The Search Guard role name must not contain dots.

The keys _dls_ and _fls_ are used to configure Document- and Field-level security. Please refer to this chapter for details.

The key tenants is used to configure Kibana multi-tenancy. Please refer to this chapter for details.

Document types are deprecated in Elasticsearch 6 and will be removed with Elasticsearch 7. Search Guard still supports document types for backwards compatibility. This support will be removed in Search Guard 7. To define permissions for all document types, use an asterisk (‘*’) as document type.

Cluster-level permissions

The cluster entry is used to define permissions on cluster level. Cluster-level permissions are used to allow/disallow actions that affect either the whole cluster, like querying the cluster health or the nodes stats.

They are also used to allow/disallow actions that affect multiple indices, like mget, msearch or bulk requests.

Example:

sg_finance:
  cluster:
    - CLUSTER_COMPOSITE_OPS_RO
  indices:
    ...

Index-level permissions

The indices entry is used to allow/disallow actions that affect a single index. You can define permissions for each document type in your index separately.

Document types are deprecated in Elasticsearch 6 and will be removed with Elasticsearch 7. Search Guard still supports document types for backwards compatibility. This support will be removed in Search Guard 7. To define permissions for all document types, use an asterisk (‘*’) as document type.

Dynamic index names: Wildcards and regular expressions

The index name supports (filtered) index aliases. Both the index name and the document type entries support wildcards and regular expressions.

  • An asterisk (*) will match any character sequence (or an empty sequence)
    • *my*index will match my_first_index as well as myindex but not myindex1.
  • A question mark (?) will match any single character (but NOT empty character)
    • ?kibana will match .kibana but not kibana
  • Regular expressions have to be enclosed in /: '/<java regex>/'
    • '/\S*/' will match any non whitespace characters

Note: The index name cannot contain dots. Instead, use the ? wildcard, as in ?kibana.

Example:

sg_kibana:
  cluster:
    - CLUSTER_COMPOSITE_OPS_RO    
  indices:
    '?kibana':
      '*':
        - INDICES_ALL

Dynamic index names: User name substitution

For <indexname or alias> also the placeholder ${user.name} is allowed to support indices or aliases which contain the name of the user. During evaluation of the permissions, the placeholder is replaced with the username of the authenticated user for this request. Example:

sg_own_index:
  cluster:
    ...
  indices:
    '${user_name}':
      '*':
        - INDICES_ALL

Dynamic index names: User attributes

Any authentication and authorization backend can add additional user attributes that you can then use for variable substitution.
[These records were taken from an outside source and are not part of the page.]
PR #840, opened 2021-03-04
feat!: Added support for multi-project GKE Hub registration

### LINKED ISSUE #837: Needs to use --gke-uri instead of --gke-cluster in a multi-project scenario
https://github.com/terraform-google-modules/terraform-google-kubernetes-engine/blob/b3034492db3c14e499e89c62f417a87196496dec/modules/hub/scripts/gke_hub_registration.sh#L40

Suppose a GKE cluster resides in GKE_PROJECT_ID different from HUB_PROJECT_ID. In such a multi-project registration scenario, the command line param `--gke-cluster` won't work. I believe we'd have to use the `--gke-uri` param instead.

BTW, `--project` in this command refers to the HUB_PROJECT_ID. When GKE_PROJECT_ID == HUB_PROJECT_ID, this distinction isn't important. But in a multi-project registration scenario, it is better to rename `${PROJECT_ID}` to `${HUB_PROJECT_ID}` in order to be more clear on the concept.

JamesDuncanNz:
Added an optional variable HUB_PROJECT_ID which will allow you to specific a seperate
GCP project for the GKE HUB than the project the cluster is deployed to.

This included updating the 3 examples the leveraged the hub module.

Fixes #837

### DIFF
--- a/examples/simple_zonal_with_hub/hub.tf
+++ b/examples/simple_zonal_with_hub/hub.tf
@@ -17,6 +17,7 @@
 module "hub" {
   source           = "../../modules/hub"
   project_id       = var.project_id
+  hub_project_id   = var.hub_project_id
   location         = module.gke.location
   cluster_name     = module.gke.name
   cluster_endpoint = module.gke.endpoint
--- a/examples/simple_zonal_with_hub/hub.tf
+++ b/examples/simple_zonal_with_hub/hub.tf
@@ -17,7 +17,6 @@
 module "hub" {
   source           = "../../modules/hub"
   project_id       = var.project_id
-  hub_project_id   = var.hub_project_id
   location         = module.gke.location
   cluster_name     = module.gke.name
   cluster_endpoint = module.gke.endpoint
--- a/modules/hub/main.tf
+++ b/modules/hub/main.tf
@@ -19,26 +19,43 @@ locals {
 
   is_gke_flag               = var.use_kubeconfig ? 0 : 1
   create_cmd_gke_entrypoint = "${path.module}/scripts/gke_hub_registration.sh"
-  create_cmd_gke_body       = "${local.is_gke_flag} ${var.gke_hub_membership_name} ${var.location} ${var.cluster_name} ${local.gke_hub_sa_key} ${var.project_id} ${var.labels}"
+  create_cmd_gke_body       = "${local.is_gke_flag} ${var.gke_hub_membership_name} ${var.location} ${var.cluster_name} ${local.gke_hub_sa_key} ${var.project_id} ${var.hub_project_id == "" ? var.project_id : var.hub_project_id} ${var.labels}"
   destroy_gke_entrypoint    = "${path.module}/scripts/gke_hub_unregister.sh"
-  destroy_gke_body          = "${local.is_gke_flag} ${var.gke_hub_membership_name} ${var.location} ${var.cluster_name} ${var.project_id}"
+  destroy_gke_body          = "${local.is_gke_flag} ${var.gke_hub_membership_name} ${var.location} ${var.cluster_name} ${var.project_id} ${var.hub_project_id == "" ? var.project_id : var.hub_project_id}"
 }
 
 data "google_client_config" "default" {
 }
 
+data "google_project" "project" {
+  project_id = var.hub_project_id == "" ? var.project_id : var.hub_project_id
+}
+
 resource "google_service_account" "gke_hub_sa" {
   count        = var.use_existing_sa ? 0 : 1
   account_id   = var.gke_hub_sa_name
-  project      = var.project_id
+  project      = var.hub_project_id == "" ? var.project_id : var.hub_project_id
   display_name = "Service Account for GKE Hub Registration"
 }
 
 resource "google_project_iam_member" "gke_hub_member" {
   count   = var.use_existing_sa ? 0 : 1
-  project = var.project_id
+  project = var.hub_project_id == "" ? var.project_id : var.hub_project_id
   role    = "roles/gkehub.connect"
   member  = "serviceAccount:${google_service_account.gke_hub_sa[0].email}"
+}
+
+resource "google_project_iam_member" "hub_service_agent_project" {
+  project = var.project_id
+  role    = "roles/gkehub.serviceAgent"
+  member  = "serviceAccount:service-${data.google_project.project.number}@gcp-sa-gkehub.iam.gserviceaccount.com"
+}
+
+resource "google_project_iam_member" "hub_service_agent_hub" {
+  count   = var.hub_project_id == "" ? 0 : 1
+  project = var.hub_project_id
+  role    = "roles/gkehub.serviceAgent"
+  member  = "serviceAccount:service-${data.google_project.project.number}@gcp-sa-gkehub.iam.gserviceaccount.com"
 }
 
 resource "google_service_account_key" "gke_hub_key" {
--- a/modules/hub/main.tf
+++ b/modules/hub/main.tf
@@ -45,17 +45,18 @@ resource "google_project_iam_member" "gke_hub_member" {
   member  = "serviceAccount:${google_service_account.gke_hub_sa[0].email}"
 }
 
-resource "google_project_iam_member" "hub_service_agent_project" {
-  project = var.project_id
-  role    = "roles/gkehub.serviceAgent"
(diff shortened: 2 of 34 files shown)


comment-bot-dev:

examples/simple_zonal_with_hub/hub.tf
```diff
@@ -17,6 +17,7 @@
 module "hub" {
   source           = "../../modules/hub"
   project_id       = var.project_id
+  hub_project_id   = var.hub_project_id
```
bharathkkb, line 20: nit: since we are not using another hub project in the examples, we can drop this here and throughout.

modules/hub/scripts/gke_hub_registration.sh
```diff
@@ -37,18 +38,19 @@ echo "${SERVICE_ACCOUNT_KEY}" | base64 ${B64_ARG} > "$tmp_file"
 
 if [[ ${GKE_CLUSTER_FLAG} == 1 ]]; then
     echo "Registering GKE Cluster."
-    gcloud container hub memberships register "${MEMBERSHIP_NAME}" --gke-cluster="${CLUSTER_LOCATION}"/"${CLUSTER_NAME}" --service-account-key-file="${tmp_file}" --project="${PROJECT_ID}" --quiet
+    CLUSTER_URI="https://container.googleapis.com/projects/${PROJECT_ID}/locations/${CLUSTER_LOCATION}/clusters/${CLUSTER_NAME}"
```
bharathkkb, line 41: nit: Maybe we can collapse `PROJECT_ID`, `CLUSTER_LOCATION` and `CLUSTER_NAME` to a single URI param constructed in TF and pass it in to the script

modules/hub/main.tf
```diff
@@ -19,28 +19,45 @@ locals {
...
   destroy_gke_entrypoint    = "${path.module}/scripts/gke_hub_unregister.sh"
-  destroy_gke_body          = "${local.is_gke_flag} ${var.gke_hub_membership_name} ${var.location} ${var.cluster_name} ${var.project_id}"
+  destroy_gke_body          = "${local.is_gke_flag} ${var.gke_hub_membership_name} ${var.location} ${var.cluster_name} ${var.project_id} ${var.hub_project_id == "" ? var.project_id : var.hub_project_id}"
 }
 
 data "google_client_config" "default" {
 }
 
+data "google_project" "project" {
+  project_id = var.hub_project_id == "" ? var.project_id : var.hub_project_id
```
bharathkkb, line 31: nit: It looks like this conditional is used quite a few times, we could define this as a local  and we can just reference the local throughout.

modules/hub/main.tf
```diff
@@ -19,28 +19,45 @@ locals {
...
+  create_cmd_gke_body       = "${local.is_gke_flag} ${var.gke_hub_membership_name} ${var.location} ${var.cluster_name} ${local.gke_hub_sa_key} ${var.project_id} ${var.hub_project_id == "" ? var.project_id : var.hub_project_id} ${var.labels}"
   destroy_gke_entrypoint    = "${path.module}/scripts/gke_hub_unregister.sh"
-  destroy_gke_body          = "${local.is_gke_flag} ${var.gke_hub_membership_name} ${var.location} ${var.cluster_name} ${var.project_id}"
+  destroy_gke_body          = "${local.is_gke_flag} ${var.gke_hub_membership_name} ${var.location} ${var.cluster_name} ${var.project_id} ${var.hub_project_id == "" ? var.project_id : var.hub_project_id}"
 }
 
 data "google_client_config" "default" {
 }
 
+data "google_project" "project" {
```
bharathkkb, line 30: for clarity btw hub and gke projects
```suggestion
data "google_project" "hub_project" {
```

modules/hub/main.tf
```diff
@@ -19,28 +19,45 @@ locals {
...
+  member  = "serviceAccount:service-${data.google_project.project.number}@gcp-sa-gkehub.iam.gserviceaccount.com"
+}
+
+resource "google_project_iam_member" "hub_service_agent_hub" {
+  count   = var.hub_project_id == "" ? 0 : 1
+  project = var.hub_project_id
+  role    = "roles/gkehub.serviceAgent"
+  member  = "serviceAccount:service-${data.google_project.project.number}@gcp-sa-gkehub.iam.gserviceaccount.com"
+}
+
```
bharathkkb, line 60: IIUC when `hub_project_id ` is set we need to grant `roles/gkehub.serviceAgent` on `var.project_id`(GKE Project). This looks like we are granting across both projects?

bharathkkb (commented):
Thanks for the PR @JamesDuncanNz

examples/simple_zonal_with_hub/hub.tf
JamesDuncanNz: Thanks, I'll remove the `hub_project_id` reference from each of the examples `hub.tf` and `variables.tf`  files.

modules/hub/main.tf
```diff
@@ -19,28 +19,46 @@ locals {
...
+  project = var.hub_project_id == "" ? var.project_id : var.hub_project_id
   role    = "roles/gkehub.connect"
   member  = "serviceAccount:${google_service_account.gke_hub_sa[0].email}"
 }
 
+resource "google_project_iam_member" "hub_service_agent_hub" {
+  count   = var.hub_project_id == "" ? 0 : 1
+  project = var.hub_project_id
+  role    = "roles/gkehub.serviceAgent"
+  member  = "serviceAccount:service-${data.google_project.project.number}@gcp-sa-gkehub.iam.gserviceaccount.com"
```
bharathkkb, line 52: With `google_project_service_identity` you can get the email dynamically via `google_project_service_identity.sa_gkehub.email`

modules/hub/main.tf
JamesDuncanNz: That is correct, I fixed this in the commit below. I removed adding the role to the local project and instead make sure the sa is enabled by using `google_project_service_identity`

modules/hub/main.tf
JamesDuncanNz: Thanks, I'll update this.

modules/hub/main.tf
```diff
@@ -17,30 +17,58 @@
...
+  create_cmd_gke_body       = "${local.is_gke_flag} ${var.gke_hub_membership_name} ${local.gke_hub_sa_key} ${local.cluster_uri} ${local.hub_project} ${var.labels}"
   destroy_gke_entrypoint    = "${path.module}/scripts/gke_hub_unregister.sh"
-  destroy_gke_body          = "${local.is_gke_flag} ${var.gke_hub_membership_name} ${var.location} ${var.cluster_name} ${var.project_id}"
+  destroy_gke_body          = "${local.is_gke_flag} ${var.gke_hub_membership_name} ${local.cluster_uri} ${local.hub_project}"
 }
 
 data "google_client_config" "default" {
 }
 
+data "google_project" "hub_project" {
```
bharathkkb, line 33: nit: do we need this since we are getting identity via `google_project_service_identity`

modules/hub/main.tf
```diff
@@ -17,30 +17,58 @@
...
+  role    = "roles/gkehub.serviceAgent"
+  member  = "serviceAccount:${google_project_service_identity.sa_gkehub[0].email}"
+}
+
+resource "google_project_iam_member" "hub_service_agent_hub" {
+  count   = var.hub_project_id == "" ? 0 : 1
+  project = local.hub_project
+  role    = "roles/gkehub.serviceAgent"
+  member  = "serviceAccount:${google_project_service_identity.sa_gkehub[0].email}"
+}
```
bharathkkb, line 63: Do we still need two? IIUC we only need this on the cluster project(i.e`var.project_id` if `var.hub_project_id != ""`)?

bharathkkb (commented):
Overall LGTM
@JamesDuncanNz can you test an upgrade from previous hub version to this. There maybe a delete recreate op as we are changing `create_cmd_gke_body` and would be good to capture this in the upgrade guide as it may result in the de registration and subsequent registration during upgrade.

modules/hub/main.tf
JamesDuncanNz: For the multi project registration the [gcp-sa-gkehub project SA requires the Service Agent role in both projects](https://cloud.google.com/anthos/multicluster-management/connect/prerequisites#gke-cross-project).

modules/hub/main.tf
JamesDuncanNz: No longer needed, I'll remove it.

bharathkkb (approved):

For Active Directory and LDAP, these are all attributes stored in the user’s Active Directory / LDAP record. For JWT, these are all claims from the JWT token. For the internal user database, they are configured in sg_internalusers.yml.

You can use these attributes in index names to implement index-level access control based on user attributes. For JWT, the attributes start with attr_jwt_*, for LDAP they start with attr_ldap_*.

If you’re unsure, what attributes are accessible for the current user you can always check the /_searchguard/authinfo endpoint. This endpoint will list all attribute names for the currently logged in user.

JWT Example:

If the JWT contains a claim department:

{
  "sub": "jdoe"
  "name": "John Doe",
  "roles": "admin, devops",
  "department": "operations"
}

You can use this department claim to control index access like:

sg_own_index:
  cluster:
    - CLUSTER_COMPOSITE_OPS
  indices:
    '${attr_jwt_department}':
      '*':
        - INDICES_ALL

In this example, Search Guard grants the INDICES_ALL permissions to the index operations for the user jdoe.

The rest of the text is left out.